Thursday, February 10, 2011


Carrying - with confidence - such a soft-spoken voice and puppy dog brown eyes, you would never peg Justin Nozuka as a "city" man. Justin was born in New York but raised here in Toronto, and while the culture change between both places may stimulate slight dinner table debate, he can tell which one is which. "There are a lot of interesting characters," Justin whispers kindly through the phone. "There's multiculturalism in both New York and Toronto, but the cultures in Toronto are a lot more fresh, whereas in New York, they're more subtle."

Yet, swinging from one metropolitan to another may - or may not - bring promise to opportunities that will push an aspiring musician into the dog-eat-dog, hustle bustle of the industry. According to Justin, though, some places may be more hustle-bustle than others. "Toronto's a much smaller industry," Justin mutters rapidly to articulate his many intelligent thoughts. " - less people, less competition. New York's a little more talked about, more reflection in what you see on the street. Toronto's a little more laid back, while New York shows more energy!"
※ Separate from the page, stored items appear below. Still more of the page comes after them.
PR #2354, opened 2024-05-29
WIP Test codecov upload

saitcakmak:
Testing if passing in token this way makes a difference. It is annoying that I can't test this on main repo, since the behavior only reproduces if the PR is from a forked repo.

### DIFF
--- a/botorch/__init__.py
+++ b/botorch/__init__.py
@@ -51,6 +51,8 @@ gp_settings.max_eager_kernel_size._global_value = 4096
 
 
 
+
+
 __all__ = [
     "acquisition",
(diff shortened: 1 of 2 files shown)


saitcakmak:
Interesting that workflows are not starting. Maybe it is some sort of attack protection?

botorch/__init__.py
```diff
@@ -49,6 +49,8 @@
 gp_settings.max_eager_kernel_size._global_value = 4096
 
 
+
```
saitcakmak, line 52:
```suggestion



```

saitcakmak:
This doesn't make a difference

Since both industries are apparent though, it's no wonder that with his genuine talent and attitude, Justin - at 19 - soon became the "one-in-a-million" who release a debut album titled Holly (Coalition/Glassnote Records) after his mother. A family man indeed, he also grew up joining forces with his brother, producer G-Stokes. "But now, I'm writing all my own songs," Justin insists, who also dreamt and scribbled his first pieces "Supposed to Grow Old" and "I'm in Peace" when he was 15, and the remainder of his debut collection between age 16 and 17. This explains why the media ooh-ed and aww-ed at a sound and perspective beyond his years, branding Justin "as soulful and wise as blues greats four times his age." How does he tap into that artiste mindset, you ask? "The way I get over writer's block is through alot of listening, meditation, and music," Justin lists, in addition to sources of inspiration. "A lot of my songs are coming from different places, frustrations, different stages in my life - inspirations from life, sky, sun: everyone, everything on a daily basis."

With a mentality exaggerating such immaculate grace and serenity within himself, Justin stands out in his age group of followers who dress down and talk about sex, drugs, and alcohol blatantly. It makes sense that he would gear towards more "Blues" sound and steer away from the over hyped, overrated mainstream. "I really love Blues and Pop, all types of music actually," Justin clarifies, raising his voice sanely. "Added is a natural expression of sadness in Blues. So when I sing, I can start crying, and then when I write, it comes off as Blues-y."

Other than his stereotypically handsome Canuck Blues opponents Matt Dusk and Michael Buble, Justin sets his own standard. His follow-up, You I Wind Land And Sea, will further pave his path of performances on tour and television (VH1's You Oughta Know, Jimmy Kimmel Live, Good Morning America NOW, mtvU, Woodie Awards), and successful albums i.e. Holly. The future looks bright. "I'm working on a third album. So much has happened. I'm celebrating and want to collaborate more, reassess the whole situation, have a more positive life with more balance."